Мы забеспокоились. Видимо, какое-то летучее совещание у них. Слышим в динамике вопрос: «Как работают такие-то системы?» Отвечаем: «Отлично». Опять — перерыв. Наконец излагают суть дела: «Нам нужно до конца проверить, как действует эта система, не можете ли еще «полетать»? Ответ ждем через полчаса». Мы переглянулись: «Еще полетать…» Наши планы о воскресном отдыхе рухнули, как карточный домик. Ладно, бог с ним, с этим воскресеньем. Обойдемся без него. Важнее другое.
— Усталость?
— Нет, заметной усталости не было, — уточнил Богдан. — Некоторая «обездвиженность». В корабле не разойдешься — это не квартира. Куда ни повернись, наткнешься на стенку. Движения ограничены: два раза в день делали гимнастику руками, ногами… До трехсот взмахов с резиной. И все. Остальное время лежишь в удобном кресле. Покой, тишина, только стрелка ползет по циферблату. Руки, правда, часто заняты, а все тело — без движения. Немного слабеют ритмы сердца, мышцы теряют прежнюю силу, ухудшается координация движений. И в отдыхе тела есть свой рубеж, за который переступать не очень приятно.
Эксперименты показывают, что уже после двух-трех дней вынужденного «сидения» в человеческом организме заметны кое-какие отклонения от нормы. А у нас — «отсидка». При ограниченных движениях. Это труднее. Кстати, космонавтам при полете еще тяжелее, чем нам. Ко всем земным факторам добавляется невесомость. Она снимает последний «тренер» организма — силу тяжести. Как говорят, положение усугубляется…
Какая же защита от этой «обездвиженности»? Средство только одно — собственная активность. До длительных экспериментов мы вырабатываем необходимые навыки организма. А в полете стараемся их сохранить. С помощью комплекса упражнений. Так что я не перешагнул за «барьер отдыха». После «отсидки» — забегу вперед — вначале стоял на полусогнутых ногах. Ноги не очень слушались. Но это обычное явление. Через час-другой ходил уже тверже.

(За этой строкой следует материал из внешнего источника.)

PR #8407, opened 2024-12-11
Add some improvements to thread handling

larkox:
#### Summary
The following improvements has been added:
- Default last_reply_at to the post create_at, if the thread is 0.
- To get the limits, consider the post create_at if the last_reply_at is 0
- Update the limits only if the received limits are smaller than the ones we have
- Add a real refresh (get the last 60) functionality to the pull to refresh on threads
- Always fetch the unreads when fetching threads (this may add stress to the server)
- Only show threads with replies

This should solve several issues, but mainly tackling two:
- Thread with replies and last_reply_at = 0 showing as 54 years old threads (and messing with the ordering)
- "In between unreads" (outside of the last fetched page) not showing in the unreads tab
- last_reply_at = 0 causing the "anti-gap" logic to fail
- Add a "quick fix" for latest threads (refresh)
- Threads without a reply showing in the thread list

This does NOT solve the following issues:
- Potential gaps caused by the thread api returning the threads based on membership update_at but not surfacing that information
- Refetching the same information over and over because the thread api returns the threads based on membership update_at but not surfacing that information
- Threads still appear in the list after unfollowing them while the app is closed

Some of the issues may need a database purge (logout and log back in) to get fixed.

#### Ticket Link
Fix https://mattermost.atlassian.net/browse/MM-61759
Fix https://mattermost.atlassian.net/browse/MM-60745
Fix https://mattermost.atlassian.net/browse/MM-61939

#### Release Note
```release-note
Improve reliability of threads
```


enahum:
> Threads still appear in the list after unfollowing them while the app is closed.

This is kind of bad. Is that happening today?

Also, I believe there is some code doing something kind of the same in the notifications area.

Have we looked at how these thread gaps are different than fetching posts on a channel?

Will review soon. Just wanted to add this comment before I forget.

larkox:
> This is kind of bad. Is that happening today?

I would swear it does. I have not changed any logic around that.

> Also, I believe there is some code doing something kind of the same in the notifications area.

I looked how we were adding the threads, and I was not much worried about the last_reply_at since I expected the threads to be fetch again when the app ran.
After looking it more carefully, I see that we are indeed updating the TeamThreadSync table on the native side, so that should be handled too. If this is the approach we want to take, I will try to update those.

> Have we looked at how these thread gaps are different than fetching posts on a channel?

With fetching posts we have a more reliable update at (the post update at). Here we don't have such a thing right now (AFAIK). Also, since we are receiving "0 replies threads" (and therefore we have a last reply at as 0) that was messing with the bottom end of the gaps, something that would not happen with posts (the update_at is always above 0).

app/actions/remote/thread.ts
```diff
@@ -354,36 +368,53 @@ export const syncTeamThreads = async (serverUrl: string, teamId: string, exclude
...
 
-            const dedupe = new Set(latestThreads.threads?.map((t) => t.id));
-
             if (latestThreads.threads?.length) {
                 // We are fetching the threads for the first time. We get "latest" and "earliest" values.
+                // At this point we may receive threads without replies, so we also check the post.create_at timestamp.
                 const {earliestThread, latestThread} = getThreadsListEdges(latestThreads.threads);
-                syncDataUpdate.latest = latestThread.last_reply_at;
-                syncDataUpdate.earliest = earliestThread.last_reply_at;
+                syncDataUpdate.latest = latestThread.last_reply_at || latestThread.post.create_at;
```
devinbinnie, line 375: Do we not sync data on post edits? Or is that done per post?

app/actions/remote/thread.ts
```diff
@@ -291,7 +291,7 @@ export const syncThreadsIfNeeded = async (serverUrl: string, isCRTEnabled: boole
 
         if (teams?.length) {
             for (const team of teams) {
-                promises.push(syncTeamThreads(serverUrl, team.id, true, true));
+                promises.push(syncTeamThreads(serverUrl, team.id, {excludeDirect: true, fetchOnly: true}));
```
devinbinnie, line 294: Just curious - where do we sync the DM/GM threads?

devinbinnie (approved):
A couple non-blocking questions otherwise LGTM.

enahum (approved):
This looks good to me, but I still think we should look into the notifications area

app/actions/remote/thread.ts
larkox: The thread information in the database only includes the post id, so updates in the post should not affect this piece of data (it affects the post itself, which is done somewhere else).

app/actions/remote/thread.ts
larkox: In other calls to `syncTeamThreads`, where we don't pass the `excludeDirect` option. Mainly on startup / reconnect, if I am not mistaken.

enahum: Exclude direct is false also for the initial team, this will fetch the threads on DM's and GM's that are returned for every team if you don't set the flag as true

larkox:
@enahum I added the changes to the native side.

It seems we had a bigger problem on android, since react native maps work as streams, so the moment you read from them, you cannot put more information. Therefore, we were never adding the threads to the notification data object. Copying to read is one option, but I can look for smarter solutions.

enahum:
> @enahum I added the changes to the native side.
> 
> 
> 
> It seems we had a bigger problem on android, since react native maps work as streams, so the moment you read from them, you cannot put more information. Therefore, we were never adding the threads to the notification data object. Copying to read is one option, but I can look for smarter solutions.

Can you expand on this? I don't quite understand what you mean

larkox:
@enahum In order to create a map of values, we use the following:
```
val notificationData = Arguments.createMap()
```
Then, we add more values to it by calling stuff like:
```
notificationData.putMap("team", it)
```
And we get information out of the map with:
```
notificationData.getMap("myTeam")
```
So... this flow works fine:
```
val notificationData = Arguments.createMap()
notificationData.putMap("team", it)
notificationData.putMap("myTeam", it)
val team = notificationData.getMap("team")
val myTeam = notificationData.getMap("myTeam")
```
But this other one won't:
```
val notificationData = Arguments.createMap()
notificationData.putMap("team", it)
val team = notificationData.getMap("team")
notificationData.putMap("myTeam", it)
val myTeam = notificationData.getMap("myTeam")
```
With this flow, the `myTeam` key will never be added to the `notificationData` map, and the variable `myTeam` will be null.

From what I read, this is because of how these objects work on the inside, and the keyword I remember is that they "work like streams". So... one way to fix the flow I showed you before is copying the map before accessing its values:
```
val notificationData = Arguments.createMap()
notificationData.putMap("team", it)
val team = notificationData.copy().getMap("team")
notificationData.putMap("myTeam", it)
val myTeam = notificationData.getMap("myTeam")
```

enahum:
@larkox got it, maybe then we should use hashmaps or bundles instead, thoughts?

enahum:
Btw @larkox this PR now has conflict that needs resolution, perhaps that can be done while fixing the issue on Android native as well ?

larkox:
> maybe then we should use hashmaps or bundles instead, thoughts?

Changing the data type would imply deeper changes, and I don't think it is needed. I handled a bit smarter some of the values so we don't have to copy the map so often.

rahimrahman:
@larkox do you still need me to review this?  This has been approved by 2 folks.

larkox:
@rahimrahman Elias review was pending the native changes, so even if it looks as approved, it is not really.

android/app/src/main/java/com/mattermost/helpers/database_extension/Thread.kt
```diff
@@ -17,7 +18,16 @@ internal fun insertThread(db: WMDatabase, thread: ReadableMap) {
...
-        val lastReplyAt = try { thread.getDouble("last_reply_at") } catch (e: NoSuchKeyException) { 0 }
+        val lastReplyAt = try {
+            var v = thread.getDouble("last_reply_at")
+            if (v == 0.0) {
+                val post = thread.getMap("post")
+                if (post != null) {
+                    v = post.getDouble("create_at")
+                }
+            }
+            v
```
enahum, line 29: Used in many places, can be a function probably

enahum (approved):
Lgtm, a small comment about improving the code with a function to reduce some lines but non-blocker

app/screens/global_threads/threads_list/index.ts
```diff
@@ -32,7 +32,7 @@ const enhanced = withObservables(['tab', 'teamId'], ({database, tab, teamId}: Pr
         threads: teamThreadsSyncObserver.pipe(
             switchMap((teamThreadsSync) => {
                 const earliest = tab === 'all' ? teamThreadsSync?.[0]?.earliest : 0;
-                return queryThreadsInTeam(database, teamId, getOnlyUnreads, false, true, true, earliest).observe();
+                return queryThreadsInTeam(database, teamId, getOnlyUnreads, true, true, true, earliest).observe();
```
rahimrahman, line 35: Do you mind explaining why changing hasReplies to true would improve thread handling?

You'd get posts to appear in the thread list only when reply_count > 0?.  I followed a single post with no reply and it's not showing in my thread list.  Is adding this make a difference?

Again curious how it improves.

app/actions/remote/thread.ts
```diff
@@ -368,39 +381,56 @@ export const syncTeamThreads = async (
...
+            ]);
+
             if (allNewThreads.error) {
                 return {error: allNewThreads.error};
             }
             if (allNewThreads.threads?.length) {
                 // As we are syncing, we get all new threads and we will update the "latest" value.
                 const {latestThread} = getThreadsListEdges(allNewThreads.threads);
-                syncDataUpdate.latest = latestThread.last_reply_at;
+                const latestDate = latestThread.last_reply_at || latestThread.post.create_at;
```
rahimrahman, line 424: How come we don't do latestThread.post.lastReplyAt like we did in transformer/thread.ts?

```
thread.lastReplyAt = raw.last_reply_at || record?.lastReplyAt || raw.post.create_at;
```

app/utils/thread/index.ts
```diff
@@ -35,7 +35,9 @@ export function processIsCRTEnabled(preferences: PreferenceModel[]|PreferenceTyp
 export const getThreadsListEdges = (threads: Thread[]) => {
     // Sort a clone of 'threads' array by last_reply_at
     const sortedThreads = [...threads].sort((a, b) => {
-        return a.last_reply_at - b.last_reply_at;
+        const aDate = a.last_reply_at || a.post.create_at;
```
rahimrahman, line 38: Same here...  should we include a.post.lastReplyAt?

android/app/src/main/java/com/mattermost/helpers/database_extension/Thread.kt
rahimrahman: 👍🏽

rahimrahman (commented):
I agree with Elias to get the kotlin code to DRY.  So I suggest doing that first.

I have a few questions as well.

rahimrahman:
I'm curious with test procedure here.  I'd love to see some QA videos showing how it's solving all three issues stated in this PR.

rahimrahman:
Haha, Elias resurfaced to approve.

app/screens/global_threads/threads_list/index.ts
larkox: The test case I know for this is:
- Create a post
- Follow it
- Create a reply
- Delete the reply
- Go to Threads

You will see a thread without responses

app/actions/remote/thread.ts
larkox: The piece of code you pasted says:

- Give me the new last reply at
- If it is 0, give me whatever reply at I already had
- If that is still 0, get me the thread post create at

The code you are referencing is doesn't deal with what we used to have, so it only checks:
- Get the last reply at
- If it is 0, give me the create at of the post

larkox: There is no post last reply at, there is only thread last reply at.

yasserfaraazkhan (approved):
Verified posting messages, marking messages unread, attaching files, Unreads properly showing up in the Unreads tab, test notification. Working as expected.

— Немного, кажется, я отклонился, — с улыбкой продолжал Богдан. — Как видите, частичная «обездвиженность» — далеко не самое главное. Когда я говорил «важнее другое», имел в виду минуты апатии, которые нет-нет да и появлялись под конец «полета». Вся активная работа осталась позади. Количество экспериментов, различных проб — в общем, все дела по программе резко сократились. Мы оказались почти безработными. Все, что можно снять, сняли, упаковали. Ждали команды к «посадке». Не хотелось даже читать.
Кстати, за дни и ночи в корабле я прочитал только три книги — «Дипломат», «Золотой теленок» и еще какую-то, без конца и начала… «Золотой теленок» перечитывал. Часто беру ее с собой в сурдокамеру или корабль. Подходящая книга. Можно хоть посмеяться. Читаю я в корабле немного, хотя и люблю художественную литературу — маловато свободного времени. Да и глаза уставали, сливались буквы. Целый день перед глазами кнопки, приборы, разные указатели. Рябит от них в глазах. Не удивительно: после этого не тянет к книге.
Вот какое положение — и от работы не бегаешь, и работой не занят. Неприятное время для испытателя. Словно после перегрузок повисаешь в невесомости. Всякие мыслишки залетают в голову, которых раньше и в помине не было. И все потому, что ничем не занят. Нет, нельзя испытателю под конец эксперимента оставаться с самим собой, без дела. Это тяжелее всего.